Ilustrasi karyawan Jepang. Foto: Unsplash.
Tokyo: Upah riil pekerja Jepang turun pada Februari selama 23 bulan berturut-turut. Hal ini menunjukkan harga yang lebih tinggi terus memberikan tekanan pada selera belanja konsumen.
Tren upah merupakan salah satu data penting yang diperiksa oleh Bank of Japan (BOJ) mengenai prospek gaji dan inflasi, yang merupakan faktor penting yang perlu dipertimbangkan untuk mengurangi kebijakan stimulusnya lebih lanjut.
Upah riil yang disesuaikan dengan inflasi, yang merupakan barometer daya beli konsumen, turun 1,3 persen pada Februari dibandingkan tahun sebelumnya, turun selama 23 bulan berturut-turut. Angka ini mengikuti revisi penurunan sebesar 1,1 persen pada Januari.
Tingkat inflasi konsumen yang digunakan pemerintah untuk menghitung upah riil, yang mencakup harga pangan segar tetapi tidak termasuk sewa atau sejenisnya, tumbuh 3,3 persen, meningkat dari 2,5 persen di Januari. Namun gaji nominal tumbuh sebesar 1,8 persen pada Februari tahun ini, yang merupakan kenaikan tercepat sejak Juni lalu.
"Kami akan memantau bagaimana pertumbuhan upah nominal akan berkembang sementara kenaikan harga membebani upah riil,” kata seorang pejabat kementerian, dilansir
Channel News Asia, Senin, 8 April 2024.
Berdasarkan survei yang dilakukan oleh kelompok serikat pekerja terbesar di Jepang, Rengo, perusahaan-perusahaan Jepang setuju untuk menaikkan upah sebesar 5,24 persen tahun ini yang merupakan kenaikan terbesar dalam 33 tahun.
Gaji reguler atau gaji pokok pada bulan Februari tumbuh 2,2 persen dari tahun sebelumnya, lebih cepat dari angka yang direvisi pada bulan sebelumnya.
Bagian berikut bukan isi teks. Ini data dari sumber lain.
PR #480, opened 2024-02-01
add task solution

alina-kabanets:
https://alina-kabanets.github.io/js_employees_table_DOM/

### DIFF
--- a/src/scripts/main.js
+++ b/src/scripts/main.js
@@ -1,3 +1,230 @@
 'use strict';
 
-// write code here
+const body = document.querySelector('body');
+const table = document.querySelector('table');
+const tbody = document.querySelector('tbody');
+const header = document.querySelector('thead');
+let rows = [...tbody.querySelectorAll('tr')];
+const theads = [...header.querySelectorAll('th')];
+
+header.addEventListener('click', (e) => {
+  const target = e.target.closest('th');
+  const index = e.target.cellIndex;
+
+  const sorting = function() {
+    rows.sort((a, b) => {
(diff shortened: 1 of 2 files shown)


src/scripts/main.js
```diff
@@ -1,3 +1,230 @@
...
+      case 'salary':
+        input.type = 'number';
+        break;
+    }
+  } else {
+    const select = document.createElement('select');
+
+    const locations = [
+      'Tokyo', 'Singapore', 'London', 'New York', 'Edinburgh', 'San Francisco',
+    ];
```
Viktor-Kost, line 113: move this array outside the loop

src/scripts/main.js
```diff
@@ -1,3 +1,230 @@
...
+  const age = formData.get('age');
+  const salary = formData.get('salary');
+
+  if (newName.length < 4) {
+    showNotification('warning', 'Name can not be less than 4 characters');
+
+    return;
+  };
+
+  if (age < 18 || age > 90) {
```
Viktor-Kost, line 152: move numeric values to variables to avoid using `magic` numbers

src/scripts/main.js
```diff
@@ -1,3 +1,230 @@
...
+      return true;
+    }
+  };
+
+  function handleInput() {
+    if (isEmpty()) {
+      cellInput.value = initialValue;
+    } else {
+      changedCell.innerText = cellInput.value;
+    }
```
Viktor-Kost, line 218: you can use early return here instead of `if/else`

Viktor-Kost (approved):
Great job!

PR #487, opened 2024-03-02
mySolution

AntonFof:
[DEMO LINK](https://AntonFof.github.io/js_employees_table_DOM/)

### DIFF
--- a/src/scripts/main.js
+++ b/src/scripts/main.js
@@ -1,3 +1,194 @@
 'use strict';
 
-// write code here
+const tbody = document.querySelector('tbody');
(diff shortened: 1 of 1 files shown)


volodymyr-soltys97 (changes requested):
Good job 👍 
Let's improve your code
The name and position cannot be an empty, need to fix it
image

AntonFof:
I cannot add a new row if "name" and "position" are empty.  How could you do it?

SanyaBratashchuk (changes requested):
Looks like editing is not implemented

PR #498, opened 2024-05-09
Done

DenisGurskiy:
https://denisgurskiy.github.io/js_employees_table_DOM/


volodymyr-soltys97 (changes requested):
Good job 👍 
Let's improve your code.
The name and position cannot be empty, you need to fix it 
image

volodymyr-soltys97 (changes requested):
Almost done!
You need to fix the error text 
image
image
image

anastasiiavorobiova (approved):
Great work!

PR #505, opened 2024-05-29
Added task solution

OleksiiNesteruk:
- [DEMO LINK](https://OleksiiNesteruk.github.io/js_employees_table_DOM/)

### DIFF
--- a/src/scripts/main.js
+++ b/src/scripts/main.js
@@ -1,3 +1,203 @@
 'use strict';
 
-// write code here
+const table = document.querySelector('table');
+
+const tableHeaders = table.querySelectorAll('th');
+const tbody = table.tBodies[0];
+const rows = Array.from(tbody.rows);
+const sortDirection = Array.from(tableHeaders).map(() => true);
+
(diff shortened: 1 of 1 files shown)


anastasiia-tilikina (changes requested):
GJ

We need to fix some issues here:
- I'm not able to select added row
- please implement correctly sortin requirements

> When users clicks on one of the table headers, table should be sorted in ASC order, the second click sorts it in DESC order.
When users click on a new title, always sort in ASC order.

OleksiiNesteruk:
The demo link is not working. Could you please help us fix it?

volodymyr-soltys97 (changes requested):
Hi, the comments from the previous review still not fixed, also you need to make a deploy 
image

lerastarynets (changes requested):
Pls validate salary field, so that I can't submit values less than 0
Screenshot at May 30 15-33-07

lerastarynets (approved):
Keep up the great work!

PR #508, opened 2024-06-10
Solution

mukutiuk:
https://mukutiuk.github.io/js_employees_table_DOM/

### DIFF
--- a/src/scripts/main.js
+++ b/src/scripts/main.js
@@ -1,3 +1,303 @@
 'use strict';
+'use strict';
 
-// write code here
+const tbody = document.querySelector('tbody');
+const title = document.querySelector('thead');
+
+const rows = [...tbody.querySelectorAll('tr')];
+let revers = '';
+
+title.addEventListener('click', (e) => {
+  const value = e.target.closest('th').textContent.toLowerCase();
+
+  const intex = e.target.cellIndex;
+  const cells = [];
+
+  tbody.querySelectorAll('tr').forEach((item) => {
+    cells.push(item.cells[intex].textContent);
+  });
+
+  const newRows = rows.sort((a, b) => {
+    const cellsA = a.cells[intex].textContent;
+    const cellsB = b.cells[intex].textContent;
+
+    switch (value) {
+      case 'name':
+      case 'position':
+        return cellsA.localeCompare(cellsB);
+
+      case 'age':
+        return cellsA - cellsB;
+
+      case 'salary':
+        return (
+          +cellsA.replace(',', '').slice(1) - +cellsB.replace(',', '').slice(1)
+        );
+
+      default:
+        return null;
+    }
+  });
+
+  if (value === revers) {
+    newRows.reverse();
+    revers = '';
+  } else {
+    revers = value;
+  }
+
+  tbody.innerHTML = '';
+
+  newRows.forEach((item) => {
+    tbody.appendChild(item);
+  });
+});
+
+const handleActiveClas = () => {
+  tbody.querySelectorAll('tr').forEach((item) => {
+    item.addEventListener('click', (e) => {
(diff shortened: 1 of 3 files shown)


volodymyr-soltys97 (changes requested):
Hi, the new employee is not added to the table
image
image

anastasiiavorobiova (changes requested):
Great work! 
Screenshot 2024-06-11 at 13 41 24
Can't add an employee to the table. Consider fixing it

GUSILLUS (changes requested):
Hi! 

1. Let's fix the add menu placement it needs to be on one level with the table
2. Let's add some logic to check if we want to edit age or salary input and change it edit input type to number to avoid using a string in this field
3. Let's fix the width of the edit input because even in small cells we have a big edit input
4. Catch some bug, if we add some employer and try to sort the table he will remove
image

src/scripts/main.js
```diff
@@ -1,3 +1,323 @@
...
+});
+
+const td = document.querySelectorAll('td');
+
+td.forEach((item) => {
+  item.addEventListener('dblclick', (e) => {
+    const findInput = document.querySelector('.cell-input');
+    const oldValue = e.target.textContent;
+
+    console.log();
```
anastasiia-tilikina, line 226: remove console. Lint tests are failed

anastasiia-tilikina (changes requested):
I still can add not valid values when I edit fields.
let's add some validation

src/scripts/main.js
```diff
@@ -1,3 +1,364 @@
 'use strict';
+'use strict';
+
+const tbody = document.querySelector('tbody');
+const title = document.querySelector('thead');
+let revers = '';
+
+const handleActiveClas = () => {
```
DarkMistyRoom, line 8:
```suggestion
const handleActiveClass = () => {
```

src/scripts/main.js
```diff
@@ -1,3 +1,364 @@
...
+  div.setAttribute('class', 'notification');
+
+  div.style.position = 'absolute';
+
+  if (
+    inputAge.value < 18 ||
+    inputAge.value > 90 ||
+    inputName.value.length < 4 ||
+    inputPosition.value.trim().length === 0
+  ) {
```
DarkMistyRoom, line 147: would be great to create a validation function and move a part of this logic there

DarkMistyRoom: try to break your code into functions

DarkMistyRoom (changes requested):
Very good! Let's improve a bit:
- the Office sorting works only after a second click
- I can add an employee with only white spaces in the name. Please fix it
image

- I can't select or edit an added employee
- Put the current value in the input on editing
- show the same error messages on editing
- use the same select for editing Office as in the form

lerastarynets (changes requested):
Editing is still unavailable, also i can add invalid salary values
Pls ask for help in **fe_chat** if you don't understand something
Screenshot at Jun 12 13-39-03

vadiimvooo (changes requested):
Good job, but there is one bug. I can not edit office field, please watch [video](https://www.loom.com/share/e43f4d65ddab4178ac9fc2c0e25c0c15). Feel free to ask for help.

DarkMistyRoom (changes requested):
- place current value into the input on editing
- validate values on editing the same as on adding a new employee (it's possible to set name with less then 4 letters)

DarkMistyRoom (changes requested):
Everything is great! Only one thing - I can't edit a salary

SanyaBratashchuk (changes requested):
Add validation on salary editing  as well
image

SanyaBratashchuk (approved):
LGTM

PR #520, opened 2024-06-20
task solution

AlinaOvod:
[DEMO LINK](https://alinaovod.github.io/js_employees_table_DOM/)


anastasiia-tilikina (changes requested):
Good job!

One of your tests is failed now
image

this is because native HTML validation blocks your custom validation 
I would suggest you to remove required attributes since you're using your own validation. This should fix your tests

Also cells editing is not working now

volodymyr-soltys97 (changes requested):
Hi, you need to make a deploy and check it after on the demo link.
Task description 
image

image

anastasiiavorobiova (approved):
Great work!

PR #523, opened 2024-06-21
js_employees_table_DOM

VazilX:
[DEMO LINK](https://VazilX.github.io/js_employees_table_DOM/)


SanyaBratashchuk (changes requested):
it should allow to edit only one row at a time 
image

SanyaBratashchuk (changes requested):
1. should be select on edit as on create 
image
2. notifications shouldn't overlap each other 
image

image

TarasHoliuk:
It would be nice to format salary when editing as well

image

But everything else looks good - approved ✔️

TarasHoliuk (approved):

PR #532, opened 2024-06-26
my solution

viktalfrontend:


volodymyr-soltys97 (changes requested):
Good job! 
Let's make your code better
The name and position cannot be only spaces, fix it
image

volodymyr-soltys97 (approved):
Well done! 🔥

PR #534, opened 2024-06-26
My solution to the task Employees table

Karanelus:
[DEMO LINK](https://karanelus.github.io/js_employees_table_DOM/)

### DIFF
--- a/src/scripts/main.js
+++ b/src/scripts/main.js
@@ -1,3 +1,261 @@
 'use strict';
 
-// write code here
+const pageBody = document.querySelector('body');
+const tableHeader = document.querySelector('thead');
+const tableHeaderCells = tableHeader.querySelector('tr');
+const tableBody = document.querySelector('tbody');
+let isSecondClick = false;
+const toNumber = (string) => {
+  if (typeof string === 'string' && string.length !== 0) {
+    const clearNum = string.replace(/[$, ]/g, '');
+
+    return parseInt(clearNum, 10);
+  }
+};
+let clickedSortTable;
+
+tableHeaderCells.addEventListener('click', (e) => {
+  const headerChildren = [...tableHeaderCells.children];
+  const columnName = e.target.closest('th');
+
+  if (columnName !== null) {
+    const sortedColumn = headerChildren.indexOf(columnName);
+    const columnsToSort = [...tableBody.children];
+
+    if (clickedSortTable === columnName) {
+      isSecondClick = !isSecondClick;
+    } else {
+      isSecondClick = false;
+    }
+
+    clickedSortTable = columnName;
+
+    const columnsSorted = columnsToSort.sort((a, b) => {
+      const elemA = a.children[sortedColumn].innerHTML;
+      const elemB = b.children[sortedColumn].innerHTML;
+
+      const aToNum = toNumber(elemA);
+      const bToNum = toNumber(elemB);
+
+      if (Number.isNaN(aToNum)) {
+        return !isSecondClick
+          ? elemA.localeCompare(elemB)
+          : elemB.localeCompare(elemA);
+      }
+
+      return !isSecondClick ? aToNum - bToNum : bToNum - aToNum;
+    });
+
+    tableBody.innerHTML = '';
+
+    columnsSorted.forEach((el) => {
+      tableBody.appendChild(el);
+    });
+  }
+});
+
+tableBody.addEventListener('click', (e) => {
+  const headerChildren = [...tableBody.children];
+  const columnName = e.target.closest('tr');
+
+  headerChildren.forEach((el) => el.removeAttribute('class'));
+  columnName.classList.add('active');
+});
+
+const formContainer = document.createElement('form');
+const nameLabel = document.createElement('label');
+const nameInput = document.createElement('input');
+const posiitionLabel = document.createElement('label');
+const posiitionInput = document.createElement('input');
+const officeLabel = document.createElement('label');
+const officeChoose = document.createElement('select');
+const ageLabel = document.createElement('label');
+const ageInput = document.createElement('input');
+const salaryLabel = document.createElement('label');
+const salaryInput = document.createElement('input');
+const formButton = document.createElement('button');
+const cityOptions = [
+  `Tokyo`,
+  `Singapore`,
+  `London`,
+  `New York`,
+  `Edinburgh`,
+  `San Francisco`,
+];
+const inputs = [nameInput, posiitionInput, officeChoose, ageInput, salaryInput];
+
+const modifyElement = (parentEl, child, cellName, type) => {
+  parentEl.innerHTML = `${cellName}:`;
+  parentEl.setAttribute('data-qa', cellName.toLowerCase());
+  child.required = true;
+  child.type = type;
+  parentEl.appendChild(child);
+};
+
+modifyElement(nameLabel, nameInput, 'Name', 'text');
+modifyElement(posiitionLabel, posiitionInput, 'Position', 'text');
+modifyElement(ageLabel, ageInput, 'Age', 'number');
+modifyElement(salaryLabel, salaryInput, 'Salary', 'number');
+
+formContainer.classList.add('new-employee-form');
+
+officeLabel.innerHTML = 'Office:';
+officeLabel.setAttribute('data-qa', 'office');
+officeLabel.appendChild(officeChoose);
+officeChoose.required = true;
+formButton.innerText = 'Save to table';
+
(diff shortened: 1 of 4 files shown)


src/scripts/main.js
```diff
@@ -1,3 +1,263 @@
...
+
+    columnsSorted.forEach((el) => {
+      tableBody.appendChild(el);
+    });
+  }
+});
+
+tableBody.addEventListener('click', (e) => {
+  const rowsChildren = [...tableBody.children];
+  const columnName = e.target.closest('tr');
```
Zibi95, line 61: Rename `columnName` to `selectedRow` for better readability.

src/scripts/main.js
```diff
@@ -1,3 +1,263 @@
...
+
+  rowsChildren.forEach((row) => row.removeAttribute('class'));
```
Zibi95, line 63: Iterating over all elements to remove the class is not the most efficient approach. We can improve this by keeping track of the currently active row and only removing the class from that specific row. And we can use for that purpose method `classList.remove()`

src/scripts/main.js
```diff
@@ -1,3 +1,263 @@
...
+const nameLabel = document.createElement('label');
+const nameInput = document.createElement('input');
+const positionLabel = document.createElement('label');
+const positionInput = document.createElement('input');
+const officeLabel = document.createElement('label');
+const officeChoose = document.createElement('select');
+const ageLabel = document.createElement('label');
+const ageInput = document.createElement('input');
+const salaryLabel = document.createElement('label');
+const salaryInput = document.createElement('input');
```
Zibi95, line 77: Create a helper function to encapsulate the repetitive element creation logic. For example, you can create a function called `createFormField` and keep there logic regarding creation and applying some attributes.

src/scripts/main.js
```diff
@@ -1,3 +1,263 @@
...
+});
+
+formContainer.appendChild(nameLabel);
+formContainer.appendChild(positionLabel);
+formContainer.appendChild(officeLabel);
+formContainer.appendChild(ageLabel);
+formContainer.appendChild(salaryLabel);
+formContainer.appendChild(formButton);
+
+pageBody.appendChild(formContainer);
```
Zibi95, line 126: Always try to keep logic in functions and name it properly so its easy to follow what that function should do. Thanks to that our script is easier to follow.

src/scripts/main.js
```diff
@@ -1,3 +1,263 @@
...
+  containerTitle.innerText = title;
+  containerDescr.innerText = description;
+
+  container.appendChild(containerTitle);
+  container.appendChild(containerDescr);
+  pageBody.appendChild(container);
+
+  setTimeout(() => {
+    container.style.display = 'none';
+  }, 3000);
```
Zibi95, line 149: Consider making the timeout duration configurable.

src/scripts/main.js
```diff
@@ -1,3 +1,263 @@
...
+  const containerTitle = document.createElement('h2');
+  const containerDescr = document.createElement('p');
+
+  container.setAttribute('data-qa', 'notification');
+  containerTitle.classList.add('title');
+
+  if (type === 'success' || type === 'error') {
+    container.classList.add('notification', type);
+  }
+  containerTitle.classList.add('title');
```
Zibi95, line 139: This is doubled. In line `134` you have done that already.

src/scripts/main.js
```diff
@@ -1,3 +1,263 @@
...
+  containerTitle.innerText = title;
```
Zibi95, line 140: Using `innerText` has some downsides, such as performance issues and different behaviors across browsers. Using `textContent` is generally preferred for setting text.

src/scripts/main.js
```diff
@@ -1,3 +1,263 @@
...
+    ageInput.value === '' ||
+    ageInput.value < MIN_AGE ||
+    ageInput.value > MAX_AGE ||
+    salaryInput.value === ''
+  ) {
+    return pushNotification(
+      'Error',
+      'Please, fix all the problems in form',
+      'error',
+    );
```
Zibi95, line 167: Make notification messages more descriptive.

src/scripts/main.js
```diff
@@ -1,3 +1,263 @@
...
+formButton.addEventListener('click', (e) => {
+  e.preventDefault();
+
+  if (
+    nameInput.value === '' ||
+    positionInput.value === '' ||
+    ageInput.value === '' ||
+    ageInput.value < MIN_AGE ||
+    ageInput.value > MAX_AGE ||
+    salaryInput.value === ''
```
Zibi95, line 161: There is missing logic in checking if the inputs are valid. 

> If Name value has less than 4 letters, show error notification.

src/scripts/main.js
```diff
@@ -1,3 +1,263 @@
...
+
+    edCellInput.type = indexOfCell < 3 ? 'text' : 'number';
+    edCellInput.value = cellInitialtName;
+    edCellLabel.appendChild(edCellInput);
+    edCellForm.setAttribute('previous', cellInitialtName);
+    edCellForm.setAttribute('cellType', cellInfo[indexOfCell]);
+    edCellForm.appendChild(edCellLabel);
+
+    editedCell.textContent = '';
+    editedCell.appendChild(edCellForm);
```
Zibi95, line 223: There is so many repetitive code for creating elements. Consider adding helper function for this.

src/scripts/main.js
```diff
@@ -1,3 +1,263 @@
...
+    const parentElem = formHandle.parentElement;
+    const formAttributes = [...formHandle.attributes];
+    const formPreviousName = formAttributes.find(
+      (el) => el.name === 'previous',
+    );
+    const formCellType = formAttributes.find((el) => el.name === 'celltype');
+    const formCellTypeSalary = formCellType.value === 'Salary';
+    const inputElem = formHandle.querySelector('input');
+
+    formHandle.addEventListener('submit', (ev) => {
```
Zibi95, line 242: Ensure the form submission is correctly handled without attaching a new event listener each time. We can attach one listener on the form outside of the function.

src/scripts/main.js
```diff
@@ -1,3 +1,263 @@
...
+      ev.preventDefault();
+
+      if (inputElem.value.trim() !== '') {
+        parentElem.textContent = '';
+
+        if (formCellTypeSalary) {
+          const inputNumber = parseInt(inputElem.value);
+
+          parentElem.innerText = `$${inputNumber.toLocaleString('en-US')}`;
```
Zibi95, line 251: Ensure to set with `textContent` for better performance and consistency.

Zibi95 (changes requested):
There is a lot of repetitive code. Follow the suggestions to make this code better! By following these comments, you will make the code cleaner, more efficient, and easier to maintain. Great job on implementing the table functionality! Keep up the good work!

src/scripts/main.js
```diff
@@ -1,3 +1,298 @@
 'use strict';
 
-// write code here
+const MIN_AGE = 18;
+const MAX_AGE = 100;
```
Zibi95, line 4: One test is failing as the MAX_AGE should be 90
image

src/scripts/main.js
```diff
@@ -1,3 +1,298 @@
...
+
+  return label;
+};
+
+const getElInput = (element) => {
+  return element.firstElementChild;
+};
+
+const formContainer = document.createElement('form');
+const nameElement = createElement('Name', 'text');
```
Zibi95, line 61: Use here even more descriptive name like `nameFormField`

src/scripts/main.js
```diff
@@ -1,3 +1,298 @@
...
+const formButton = document.createElement('button');
+const inputs = [
+  getElInput(nameElement),
+  getElInput(positionElement),
+  officeChoose,
+  getElInput(ageElement),
+  getElInput(salaryElement),
+];
+
+formContainer.classList.add('new-employee-form');
```
Zibi95, line 76: The logic for creating the form should be within the function body, as this will make the code more meaningful. If the function is properly named and focuses on a single task, reading the code will be like reading a book.

Zibi95 (changes requested):
Well done 👍. Fix one test case and checkout my comments left below.

src/scripts/main.js
Karanelus: Where can i read test requirements for the future tasks?

natalia-klonowska: usually it's mention in task instruction 
image
you can also check tests in cypress/integration

natalia-klonowska (approved):

PR #537, opened 2024-06-28
solution

VSkits:
[DEMO LINK](https://VSkits.github.io/js_employees_table_DOM/)


anastasiiavorobiova (changes requested):
Great work! Keep doing! Consider fixing your tests. The sort direction should be opposite. Also, the user should be able to see notifications if the form isn't filled properly.

PR #539, opened 2024-06-29
solution

VSkits:
[DEMO LINK](https://VSkits.github.io/js_employees_table_DOM/)

### DIFF
--- a/src/scripts/main.js
+++ b/src/scripts/main.js
@@ -1,3 +1,374 @@
 'use strict';
 
-// write code here
+const table = document.querySelector('table');
+const tbody = table.querySelector('tbody');
+
+// #region sorting
+
+const headings = document.querySelectorAll('th');
+const footerHeadings = document.querySelectorAll('tfoot th');
+const rows = [...tbody.querySelectorAll('tr')];
+
+const sortDirections = Array.from({ length: headings.length }, () => 1);
+
+headings.forEach((heading, index) => {
+  heading.addEventListener('click', () => {
+    sortColumn(index);
+  });
+});
+
+footerHeadings.forEach((footerHeading, index) => {
+  footerHeading.addEventListener('click', () => {
+    sortColumn(index);
+  });
+});
+
+function sortColumn(index) {
+  sortDirections[index] *= -1;
+
+  rows.sort((a, b) => {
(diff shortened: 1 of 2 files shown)


src/scripts/main.js
```diff
@@ -1,3 +1,374 @@
...
+const table = document.querySelector('table');
+const tbody = table.querySelector('tbody');
+
+// #region sorting
+
+const headings = document.querySelectorAll('th');
+const footerHeadings = document.querySelectorAll('tfoot th');
+const rows = [...tbody.querySelectorAll('tr')];
+
+const sortDirections = Array.from({ length: headings.length }, () => 1);
```
vadiimvooo, line 12: Just fix it to pass all tests
```suggestion
const sortDirections = Array.from({ length: headings.length }, () => -1);
```

src/scripts/main.js
```diff
@@ -1,3 +1,374 @@
...
+  const age = +inputToCheck['age'].value;
+  const position = inputToCheck['position'].value;
+  const office = inputToCheck['office'].value;
+  const salary = inputToCheck['salary'].value;
+
+  if (position === '' || office === '' || salary === '') {
+    return { type: 'error', text: 'All fields must be filled in' };
+  }
+
+  if (nameValue.length < 4) {
```
vadiimvooo, line 247: Use constant to save such variables

vadiimvooo (changes requested):
Good job, but you have to pass all tests.

src/scripts/main.js
VSkits: let`s go!!! thanks)))

volodymyr-soltys97 (changes requested):
Good job!
To improve:
1. The name and position cannot be only spaces, need to fix it
image

anastasiiavorobiova (changes requested):
Great work! The new element disappears after sorting the table

VSkits:
> Great work! The new element disappears after sorting the table

how i can fix this? preventDefault sould add to editing table block?

anastasiiavorobiova (changes requested):
Make sure to redeploy your solution, because the demo is still working the same

anastasiiavorobiova (approved):
Awesome work!

PR #540, opened 2024-06-30
add test

olehmarushchak:
https://olehmarushchak.github.io/js_employees_table_DOM/

### DIFF
--- a/src/scripts/main.js
+++ b/src/scripts/main.js
@@ -1,5 +1,3 @@
-/* eslint-disable no-shadow */
-/* eslint-disable prettier/prettier */
 /* eslint-disable max-len */
 'use strict';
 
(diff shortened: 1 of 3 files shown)


src/scripts/main.js
```diff
@@ -1,3 +1,384 @@
...
+    newCell.textContent = newMember[key];
+    newRow.appendChild(newCell);
+  }
+
+  staff.push(newMember);
+  tbody.appendChild(newRow);
+
+  table = tbody.querySelectorAll('tr');
+
+  console.log(table, staff);
```
volodymyr-soltys97, line 379: Remove console.log
```suggestion
```

src/scripts/main.js
```diff
@@ -1,3 +1,384 @@
+/* eslint-disable no-shadow */
+/* eslint-disable prettier/prettier */
+/* eslint-disable max-len */
```
volodymyr-soltys97, line 3: Don't need to disable eslint rules
```suggestion
```

volodymyr-soltys97 (changes requested):
Good job 👍 
Let's improve your code
The name and position cannot be only spaces, you need to fix it 
image

PR #540, opened 2017-01-31
Dedup rocket

terpstra:
Make it possible for multiple RocketTiles to share the same module implementation.


colinschmidt:
Just a question: were these literals named "nicely" in firrtl/verilog before this change?

jackkoenig:
A literal has no name

colinschmidt:
oh yeah that makes sense.

PR #541, opened 2017-02-02
Reverse hints

terpstra:
Sometimes you might want to hint that dropping permissions is wise.

### DIFF
--- a/src/main/scala/uncore/tilelink2/Bundles.scala
+++ b/src/main/scala/uncore/tilelink2/Bundles.scala
@@ -104,10 +104,13 @@ object TLAtomics
 
 object TLHints
 {
-  val width = 1
+  val width = 3
 
-  def PREFETCH_READ  = UInt(0, width)
-  def PREFETCH_WRITE = UInt(1, width)
+  def GROW_toB = UInt(0, width)
+  def GROW_toT = UInt(1, width)
+  def SHRINK_toN = UInt(4, width)
+  def SHRINK_toB = UInt(5, width)
+  def SHRINK_toT = UInt(6, width)
 }
 
 sealed trait TLChannel extends TLBundleBase {
--- a/src/main/scala/diplomacy/LazyModule.scala
+++ b/src/main/scala/diplomacy/LazyModule.scala
@@ -32,7 +32,7 @@ abstract class LazyModule()(implicit val p: Parameters)
       } else if (classOf[Seq[LazyModule]].isAssignableFrom(m.getReturnType)) {
         val obj = m.invoke(this)
         if (obj eq null) Seq() else {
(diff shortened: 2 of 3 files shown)


terpstra:
Actually, I'm not sure it's a good idea to make this change until we have something that can actually issue these sorts of Hints.

src/main/scala/uncore/tilelink2/Bundles.scala
```diff
@@ -104,10 +104,13 @@ object TLAtomics
...
 object TLHints
 {
-  val width = 1
+  val width = 3
 
-  def PREFETCH_READ  = UInt(0, width)
-  def PREFETCH_WRITE = UInt(1, width)
+  def GROW_toB = UInt(0, width)
+  def GROW_toT = UInt(1, width)
+  def SHRINK_toN = UInt(4, width)
```
hcook: // flushes the block entirely

src/main/scala/uncore/tilelink2/Bundles.scala
```diff
@@ -104,10 +104,13 @@ object TLAtomics
...
+  def SHRINK_toB = UInt(5, width)
```
hcook: // produces the dirty data, while also ceding write permissions in anticipation of consumption

src/main/scala/uncore/tilelink2/Bundles.scala
```diff
@@ -104,10 +104,13 @@ object TLAtomics
...
+  def SHRINK_toT = UInt(6, width)
```
hcook: // cleans the block by writing back dirty data while retaining all permissions

src/main/scala/uncore/tilelink2/Bundles.scala
```diff
@@ -104,10 +104,13 @@ object TLAtomics
 
 object TLHints
 {
-  val width = 1
+  val width = 3
 
-  def PREFETCH_READ  = UInt(0, width)
-  def PREFETCH_WRITE = UInt(1, width)
+  def GROW_toB = UInt(0, width)
```
hcook: // acquires read permissions

src/main/scala/uncore/tilelink2/Bundles.scala
```diff
@@ -104,10 +104,13 @@ object TLAtomics
...
+  def GROW_toT = UInt(1, width)
```
hcook: // acquires read and write permissions

terpstra:
I agree we should make this change, but the L2 change is non-trivial and I was hoping to have a test case before we go and break it without realizing.

terpstra:
We've decided not to do this, and take a less "you must do this" approach.

hcook:
Should cherry-pick 8c7f1c6

PR #561, opened 2017-02-23
diplomacy: use HeterogeneousBag instead of Vec

terpstra:
This makes it possible for the bundles to have different widths.

Previously, we had to widen all the bundles passing through a node
to the widest of all the possibilities.  This would mean that if
you had two source[] fields, they end up the same.


terpstra:
Do not merge this until firrtl and chisel stop conspiring to add a superfluous _ infront of integer-named values in a Record. @jackkoenig

terpstra:
Closing in favor of #562.

PR #562, opened 2017-02-24
Periphery adjustments

hcook:
Changes some external-facing periphery names and types.

### DIFF
--- a/src/main/scala/diplomacy/Nodes.scala
+++ b/src/main/scala/diplomacy/Nodes.scala
@@ -4,6 +4,7 @@ package diplomacy
 
 import Chisel._
 import config._
+import util.HeterogeneousBag
 import scala.collection.mutable.ListBuffer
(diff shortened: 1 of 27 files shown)


src/main/scala/diplomacy/Nodes.scala
```diff
@@ -112,7 +113,7 @@ trait InwardNode[DI, UI, BI <: Data] extends BaseNode with InwardNodeHandle[DI,
   protected[diplomacy] val iStar: Int
   protected[diplomacy] val iPortMapping: Seq[(Int, Int)]
   protected[diplomacy] val iParams: Seq[UI]
-  val bundleIn: Vec[BI]
+  val bundleIn: HeterogeneousBag[BI]
```
jerryhethatday, line 116: now, you guys moves to Seq, why not use the HeterogeneousBag anymore.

Pembayaran khusus, termasuk bonus, turun 5,5 persen tahun ke tahun setelah direvisi naik 12,4 persen pada Januari.
Bulan lalu BOJ menghapuskan suku bunga negatif selama delapan tahun setelah berusaha mendorong pertumbuhan ekonomi melalui stimulus moneter besar-besaran selama beberapa dekade.